A look of alarm appeared in her face. "But why can't you come just the same?" she asked, innocently.

He burst out laughing, and he felt a sudden desire to pat her on the cheek as he might have done to a child. What a child she was, anyway! Yet he would not have wished her to be different; she seemed to him just what a young girl should be.

"When your mother comes, I can't take breakfast with you any more, and I can't come early on Sunday mornings and stay all day. I shall have to go back to my lonely apartment."

"But you have Madeleine," she said, with a faint smile.

"Madeleine, yes, and she is good enough in her way." Then he suddenly threw his cigarette into the fireplace, and bent toward her. "Don't you know," he whispered, in a voice so low that Madeleine, who was moving about in the next room, could not hear him, "can't you see that it's you I shall miss? Can't you see that you've become everything in the world to me? Without you, dear Blanche, I shouldn't care to live. Before I met you I didn't know what life really was—I didn't know what love was. I loved you the first time I saw you, and the more I've seen you, the better I've known you, the dearer you've become to me. I don't think I ever really understood what it was to be pure and good till I knew you. You've made me ashamed of myself. Sometimes I feel as if I had no right to go near you. But I do love you, Blanche, and they say love helps a man to be good. I haven't dared to tell you this before; I've been afraid to ask you if you loved me. But this morning in church, it all came over me so—so that I must tell you. Blanche," he went on, taking her hand, "you aren't offended with me for saying this, are you? I love you so much—I can't help loving you. If you'll only love me a little, dear, I'll be satisfied. Won't you tell me if you do care for me a little—just a little?"

He knelt by her side, and tried to look into her face; but she turned her head away, and he saw that her neck was crimson. Her bosom kept rising and falling convulsively. Then he pressed toward her and clasped her in his arms and kissed her again and again,—on the face, the forehead, the hair, even on her ears when she buried her head on his shoulder. His lips were wet with her tears, and he felt radiantly, exultantly happy.

"I love you, I love you!" he kept repeating.

For the first time he felt sure that his love was returned; but he was not satisfied. He wanted to hear her speak out her love. His lips were on her cheek, and she was lying motionless in his arms, as he whispered:

"Won't you say that you love me, dear? Just three words. That isn't much, and it will make me the happiest man that ever lived."

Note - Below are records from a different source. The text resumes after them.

PR #724, opened 2020-01-08
Save episode column sorting and position

auouymous:
This saves and restores changes the user makes to eposide column sorting and positions.


auouymous:
Thanks, I didn't know I could access them directly.

elelay:
Yes, the config object is a bit magic...

elelay:
Merged, thanks!

PR #1613, opened 2024-03-14
fix Windows build

auouymous:


auouymous:
Something other than the change to setuptools has caused the Windows build to break, maybe an msys2 update. 62e89ad7b4059e5f032995eaaf2b7a767e8c16a0 was the third commit related to the Windows build, and is required to find `build_info.py` with or without the other two setuptools patches.

computerfreak105:
Hi auouymous!

 

Just to be sure this is remembered: On Feb 6th Masoud Naservand wrote

 

[The directory share/gpodder does not end up in the installers. At least for the portable version. All you need to do to make it work is to just copy the share/gpodder directory from the git repo to the data/share/ in the portable install dir. I'll investigate further for a fix]

 

I do that and can run the latest windows portable anyway. Maybe all you’d had to do is to make sure the Gpodder directory is copied again into the share folder?

 

And thank you so much, Masoud, for sharing your findings with us!

PR #980, opened 2021-03-16
OPDS extension

elelay:
> The Open Publication Distribution System (OPDS) catalog format is a syndication format for electronic publications based on Atom and HTTP (wikipedia)

This extension makes it possible to subscribe to Calibre or other ebook distribution channels from gPodder.
When books are directly available in the opds feed, they are downloaded by gPodder, like a podcast episode attachment.
Some book sellers also support OPDS catalogs, but then the book is not directly available for download.
The extension generates a link in the description in this case (gPodder being more like a news reader in this case).

PR #1615, opened 2024-03-15
add podverse search (first page only)

elelay:


share/gpodder/extensions/podverse.py
```diff
@@ -0,0 +1,72 @@
...
+__description__ = _('Search podverse podcast index')
+__authors__ = 'Eric Le Lay <elelay.fr:contact>'
+__doc__ = 'https://gpodder.github.io/docs/extensions/podverse.html'
+
+
+class PodverseDirectoryProvider(Provider):
+    def __init__(self):
+        self.name = _('Podverse search')
+        self.kind = Provider.PROVIDER_SEARCH
+        self.icon = None  # TODO: there is no way for a provider to register a custom icon
```
auouymous, line 31: Why can't the icon be placed in `share/gpodder/images/` with the others? I understand it wouldn't work for user installed extensions, and the code should be fixed to also search `~/.local/share/gpodder/images/` or `~/gPodder/Extensions/`.

share/gpodder/extensions/podverse.py
```diff
@@ -0,0 +1,72 @@
...
+
+    def on_search(self, query):
+        # see https://api.podverse.fm/api/v1/swagger#operations-podcast-getPodcasts
+        json_url = f"https://api.podverse.fm/api/v1/podcast?page=1&searchTitle={quote_plus(query)}&sort=top-past-week"
+
+        json_data = urlopen(json_url, headers={"accept": "application/json"}).json()
```
auouymous, line 37: One of my searches retried three times, threw an exception to console and displayed a blank results pane with no indication in the UI it timed out. Should we catch the exception and open a dialog?

auouymous (changes requested):

share/gpodder/extensions/podverse.py
elelay: done

share/gpodder/extensions/podverse.py
elelay: I agree, but shouldn't it be in the gtkui/desktop/podcastdirectory code?
Really the podcast directory dialog should be reworked to remove the modal progress and display exceptions in place of content when any, what do you think?

auouymous: Ah yes, we don't want an error dialog active with the progress dialog.

elelay: Here is a POC for a revamped podcast directory dialog:
- get rid of the left/right pane: select a provider full-width, then go to search/results panel full-width
- display any error in a text area in the results

To be discussed:
- provider list seems a bit tiny or too compressed together (alternative UI using buttons or listbox is provided, see it with the glade program)
- I want to get rid of tag cloud support: it has been disabled forever
- should pressing escape bring go back to provider list (currently closes the dialog)? 
- better display of errors?
- progressbar only has 3 states: not started / in progress / finished at the moment.
  Should we get into progressive results? Then the api for DirectoryProvider should change a bit: maybe yielding results a page at a time? This would be only useful for Podverse search, for result pagination to be honest.
- I still got OPDS browser in the back of my mind, but I think a separate UI would be better (how to bolt navigation into the DirectoryProvider api and podcast directory interface?)
- Should we support search from CLI?
- move back/cancel/add buttons in headerbar, leaving select all/none on their own line at the bottom only when displaying results?

elelay: also: we should display images

auouymous: I don't know how to use glade but do see a window with a button list that looks good, although it has the bottom bar from the query window which doesn't make sense on the provider window.

I don't know what tag cloud is, I'm fine with removing something that is disabled.

Ya, pressing escape could return to the provider list, and pressing it there could then close the window.

I was able to create a JustAWarning exception in directory.py, have podverse raise it for the short query and search error, and then catch it and not log the stacktrace to console. You have a FIXME right below that to suppress the stacktrace in the window, it could detect the JustAWarning exception and only display the error message in window, and display stacktrace for other exceptions.

Three progress states is better than none. Progressive results depends on how much time you want to invest in doing it. The first commit suggests it only fetches the first page, continuing to download pages could result in a lot of requests the user might not look at. Maybe add a button at bottom of list to fetch next page, and append it to list, keeping the button at bottom until no more pages.

Are you referring to #980? I don't see any UI in it.

It would be nice if CLI could do everything the GTK client did, but time...

Buttons can be in headerbar, but remember to detect CSD and keep them in the window if not enabled.

I like the new search UI way more than the old, but the window needs to be larger by default, and maybe save/restore its size.

src/gpodder/gtkui/desktop/podcastdirectory.py
```diff
@@ -318,3 +319,228 @@ def on_btnOK_clicked(self, widget, *args):
...
+        # cell.set_property('ellipsize', Pango.EllipsizeMode.END)
+        column.pack_start(cell, True)
+        column.add_attribute(cell, 'text', DirectoryProvidersModel.C_TEXT)
+        column.add_attribute(cell, 'weight', DirectoryProvidersModel.C_WEIGHT)
+        self.tv_providers.append_column(column)
+
+        self.tv_providers.set_row_separator_func(self.providers_model.is_row_separator)
+
+        self.tv_providers.set_model(self.providers_model)
+
```
auouymous, line 384: Indented blank line.

share/gpodder/ui/gtk/gpodderbrowser.ui
```diff
@@ -0,0 +1,1014 @@
...
+    <property name="pixbuf">../../images/directory-toplist.png</property>
+  </object>
+  <object class="GtkImage" id="directory-youtube">
+    <property name="visible">True</property>
+    <property name="can-focus">False</property>
+    <property name="pixbuf">../../images/directory-youtube.png</property>
+  </object>
+  <object class="GtkTextBuffer" id="textbuffer1">
+    <property name="text" translatable="yes">Error: AABABBAEffl r;grr
+grglth,th</property>
```
auouymous, line 47: Does this mean something?

src/gpodder/gtkui/desktop/podcastdirectory.py
```diff
@@ -318,3 +319,228 @@ def on_btnOK_clicked(self, widget, *args):
...
+        self.podcasts_model.clear()
+
+        @util.run_in_background
+        def download_data():
+            podcasts = []
+            error = None
+            try:
+                podcasts = callback()
+            except Exception as e:
+                logger.warning('Got exception while loading podcasts1: %r', e, exc_info=True)
```
auouymous, line 478: Is the 1 in `podcasts1` accidental?

auouymous (changes requested):

share/gpodder/extensions/podverse.py
elelay: Sorry for the delayed answer:

here is the flow I implemented:
1. select a provider list
2. example selecting using podvers search podverse search
3. example selecting using gpodder.net top 50 top50

Alternate to (1.) using buttons (not implemented, just mocked in glade):
buttons

ok to remove tag cloud

Implemented JustAWarning exception, used by providers as you suggested.

I'll keep the simple 3 progress states at the moment, so no more than the first page will be loaded from podverse search results.

Regarding opds (#980), it doesn't have  a ui yet, but what I meant is that the updated UI I'm building right now is still not suited to it.

ok to implement podcast add later in gpo CLI.

Indeed the window is small. It changes size between states, which is not very smooth.

src/gpodder/gtkui/desktop/podcastdirectory.py
elelay: fixed

share/gpodder/ui/gtk/gpodderbrowser.ui
elelay: I put better placeholder text

src/gpodder/gtkui/desktop/podcastdirectory.py
elelay: fixed

src/gpodder/gtkui/desktop/podcastdirectory.py
```diff
@@ -450,7 +450,9 @@ def download_data():
             try:
                 podcasts = callback()
             except Exception as e:
-                logger.warning('Got exception while loading podcasts1: %r', e, exc_info=True)
+                logger.warning(
```
auouymous, line 453: Is there a reason the warnings should be logged to file and console?

auouymous (changes requested):

share/gpodder/extensions/podverse.py
auouymous: Either listing style is fine, gpodder uses buttons on the first window a new user sees, and it uses a list for channels, episodes and downloads.

Allowing the user to resize the window is nice but it should save that size or just use a larger initial size so resizing isn't needed in most cases.

There is a bug returning to the provider list. Click podverse and do a search, then go back to the providers. The buttons remain along the bottom and I can click select all and add (didn't test what would be added). But clicking podverse again shows an empty query.

src/gpodder/gtkui/desktop/podcastdirectory.py
elelay: no, you're right. I log only when Exception

share/gpodder/ui/gtk/gpodderbrowser.ui
```diff
@@ -2,49 +2,30 @@
...
-  </object>
   <object class="GtkImage" id="directory-youtube">
     <property name="visible">True</property>
     <property name="can-focus">False</property>
     <property name="pixbuf">../../images/directory-youtube.png</property>
   </object>
   <object class="GtkTextBuffer" id="textbuffer1">
-    <property name="text" translatable="yes">Error: AABABBAEffl r;grr
-grglth,th</property>
+    <property name="text" translatable="yes">Error: Unexpected response from soundcloud: {'code': 401, 'message': '', 'link': 'https://developers.soundcloud.com/docs/api/explorer/open-api', 'status': '401 - Unauthorized', 'errors': [], 'error': None}
```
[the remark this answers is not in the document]
elelay: I wanted a placeholder for editing in glade. If you prefer it can be removed. I've removed the translatable attribute

elelay:
Moved the new code back to gPodderPodcastDirectory and fixed the Escape key behaviour.

elelay:
I don't know how to make the window big enough that it won't resize...

src/gpodder/gtkui/desktop/podcastdirectory.py
```diff
@@ -239,10 +239,12 @@ def download_data():
             error = None
             try:
                 podcasts = callback()
+            except directory.JustAWarning:
```
auouymous, line 244: Needs `... as e:`.

share/gpodder/ui/gtk/gpodderpodcastdirectory.ui
```diff
@@ -1,258 +1,417 @@
...
+                      </object>
+                      <packing>
+                        <property name="expand">True</property>
+                        <property name="fill">True</property>
+                        <property name="position">3</property>
+                      </packing>
+                    </child>
                   </object>
+                  <packing>
+                    <property name="name">page4</property>
```
auouymous, line 244: What are the page1, page2, page3 and page4 translatable names for?

In `lb_search` there is a translatable "label", is that shown in the UI?

auouymous (changes requested):
LGTM, other than those issues. Could you rebase to pull in my commit that fixes linting?

src/gpodder/gtkui/desktop/podcastdirectory.py
elelay: you're right

share/gpodder/ui/gtk/gpodderpodcastdirectory.ui
elelay: the title would appear in a gtk stack switcher if we used one. I've put some informative text because it might help screen readers.

elelay:
Rebased and your remarks taken into account.
Thanks for catching my errors :-)

auouymous (approved):

auouymous:
Do you want to clean up the patches or just squash them?

elelay:
Good idea: I refactored the history in 2 commits: podcastdirectory work and podsearch.
Thanks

Instead of speaking, she put her arms on his shoulders, as a child might have done, and he pressed her close to his breast again. Then he heard a noise behind him, and he saw Madeleine standing, big-eyed, in the doorway; she seemed too startled to move. He rose quickly to his feet, and still holding Blanche's hand, he said:

"Madeleine, come here!"

She came forward timidly, as if afraid she might be punished for her intrusion.

"Mademoiselle Blanche is going to be my wife, Madeleine."

Madeleine held out her arms to the girl, and for a moment they stood clasped in each other's embrace.

"Ah, Monsieur Jules," the old woman cried, "I pray God your mother can look down from heaven and see what a good daughter she's getting!"